» Provided information

Issue #254, opened 2016-01-16
Can I use waiting strategies in docker-compose.yml case?


smiklosovic:
I have Docker compose YAML and I want to use that one but when I do, it fails to start containers because of timeout. So I wanted to use some polling strategy and I can not pass it to docker-compose.yml as they seem to be ignored.

I tried mixed approach - I put them into dockerContainers property but that obviously does not do anything since I have COMPOSE  definition format.

Am I forced to ignore my docker-compose.yml completely and construct something very similar in dockerContainers property where polling strategies can be used successfully?

aslakknutsen:
We were discussing this scenario at some conference, and added support for among others multipe files you can include.. but I forget what the specific fix to this issue was, @lordofthejars ?

lordofthejars:
I think it is not possible. By default it uses `ss` command. Maybe we should be able to extract some properties outside the orchestration without affecting all the instances but only the chosen ones.

aslakknutsen:
@lordofthejars yea, this is where we need to be able to enrich the docker-compose configuraton with Cube specific options.. somehow.

smiklosovic:
Maybe this is offtopic but the reason I am asking is that "normal" waiting strategies are not enough in my case. I have MySQL server in Docker and I am doing some initialization in RUN /my/script.sh when I am setting priviledges to the mysql database, loading sql scripts and so on to the temporary database which is running at port 3307 and once I am done, I kill that instance and I restart that server, now on port 3306.

Cube has in arquillian.xml mysql Docker descriptor in CUBE format and I am exposing 3306 and I am doing port binding as well..

The thing is that when Cube is checking if 3306 is open, it seems to me that it checks the output of the "ss" command executed in container and even that port is really in that ss output, you can not connect to it - the fact that it is portforwarded and in ss command output does not say anything about the fact that underlying service is fully up and running - in my case I am doing additional checks e.g. I am trying to create java.sql.Connection to the server from my side to be sure that it is really accessible.

Maybe you should think about pluggable waiting strategies ...

PR #291, opened 2016-02-15
allows to use custom cube properties to docker-compose

lordofthejars:
allows to use custom cube properties to docker-compose defined containers.

### DIFF
--- a/README.adoc
+++ b/README.adoc
@@ -224,6 +224,9 @@ Let's see valid attributes:
 |definitionFormat
 |Sets the format of content expressed in `dockerContainers` attribute or in file set in `dockerContainersFile`. It can contain two possible values _CUBE_ (default one in case of not set) to indicate that content is written following <<cube-format, Arquillian Cube>> format or _COMPOSE_ to indicate that content is written following <<docker-compose-format, Docker Compose>> format.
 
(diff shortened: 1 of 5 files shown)


README.adoc
```diff
@@ -527,6 +530,31 @@ beforeStop:
...
+        strategy: polling
+      beforeStop:
+        - copy:
+            from: /test
+            to: /tmp";
+</property>
+----
+
+Previous snippet would override `await` strategy to polling and set a `beforeStop` event in cube container named `tomcat` defined in a previous docker-compose definition.
+Also notice that the `image` property here does nothing, since ony CUBE custom properties are overriden.
```
aslakknutsen: Shouldn't this be removed from the example and only explained in text? Are there other Cube specific configurations that we should mention besides Await and BeforeStop ?

lordofthejars: You mean `image`. Yes I though the same but I found a way to enforce the message to reader that only custom properties are updated.

aslakknutsen: Yeah, I understand the point. Just not sure ppl actually read the text :)

lordofthejars: Ok I remove then.

lordofthejars:
Fixes #254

» Task
Print each line of the data exactly. Keep all of it.

» Answer to the exercise
Issue #254, opened 2016-01-16
Can I use waiting strategies in docker-compose.yml case?


smiklosovic:
I have Docker compose YAML and I want to use that one but when I do, it fails to start containers because of timeout. So I wanted to use some polling strategy and I can not pass it to docker-compose.yml as they seem to be ignored.

I tried mixed approach - I put them into dockerContainers property but that obviously does not do anything since I have COMPOSE  definition format.

Am I forced to ignore my docker-compose.yml completely and construct something very similar in dockerContainers property where polling strategies can be used successfully?

aslakknutsen:
We were discussing this scenario at some conference, and added support for among others multipe files you can include.. but I forget what the specific fix to this issue was, @lordofthejars ?

lordofthejars:
I think it is not possible. By default it uses `ss` command. Maybe we should be able to extract some properties outside the orchestration without affecting all the instances but only the chosen ones.

aslakknutsen:
@lordofthejars yea, this is where we need to be able to enrich the docker-compose configuraton with Cube specific options.. somehow.

smiklosovic:
Maybe this is offtopic but the reason I am asking is that "normal" waiting strategies are not enough in my case. I have MySQL server in Docker and I am doing some initialization in RUN /my/script.sh when I am setting priviledges to the mysql database, loading sql scripts and so on to the temporary database which is running at port 3307 and once I am done, I kill that instance and I restart that server, now on port 3306.

Cube has in arquillian.xml mysql Docker descriptor in CUBE format and I am exposing 3306 and I am doing port binding as well..

The thing is that when Cube is checking if 3306 is open, it seems to me that it checks the output of the "ss" command executed in container and even that port is really in that ss output, you can not connect to it - the fact that it is portforwarded and in ss command output does not say anything about the fact that underlying service is fully up and running - in my case I am doing additional checks e.g. I am trying to create java.sql.Connection to the server from my side to be sure that it is really accessible.

Maybe you should think about pluggable waiting strategies ...

PR #291, opened 2016-02-15
allows to use custom cube properties to docker-compose

lordofthejars:
allows to use custom cube properties to docker-compose defined containers.

### DIFF
--- a/README.adoc
+++ b/README.adoc
@@ -224,6 +224,9 @@ Let's see valid attributes:
 |definitionFormat
 |Sets the format of content expressed in `dockerContainers` attribute or in file set in `dockerContainersFile`. It can contain two possible values _CUBE_ (default one in case of not set) to indicate that content is written following <<cube-format, Arquillian Cube>> format or _COMPOSE_ to indicate that content is written following <<docker-compose-format, Docker Compose>> format.
 
(diff shortened: 1 of 5 files shown)


README.adoc
```diff
@@ -527,6 +530,31 @@ beforeStop:
...
+        strategy: polling
+      beforeStop:
+        - copy:
+            from: /test
+            to: /tmp";
+</property>
+----
+
+Previous snippet would override `await` strategy to polling and set a `beforeStop` event in cube container named `tomcat` defined in a previous docker-compose definition.
+Also notice that the `image` property here does nothing, since ony CUBE custom properties are overriden.
```
aslakknutsen: Shouldn't this be removed from the example and only explained in text? Are there other Cube specific configurations that we should mention besides Await and BeforeStop ?

lordofthejars: You mean `image`. Yes I though the same but I found a way to enforce the message to reader that only custom properties are updated.

aslakknutsen: Yeah, I understand the point. Just not sure ppl actually read the text :)

lordofthejars: Ok I remove then.

lordofthejars:
Fixes #254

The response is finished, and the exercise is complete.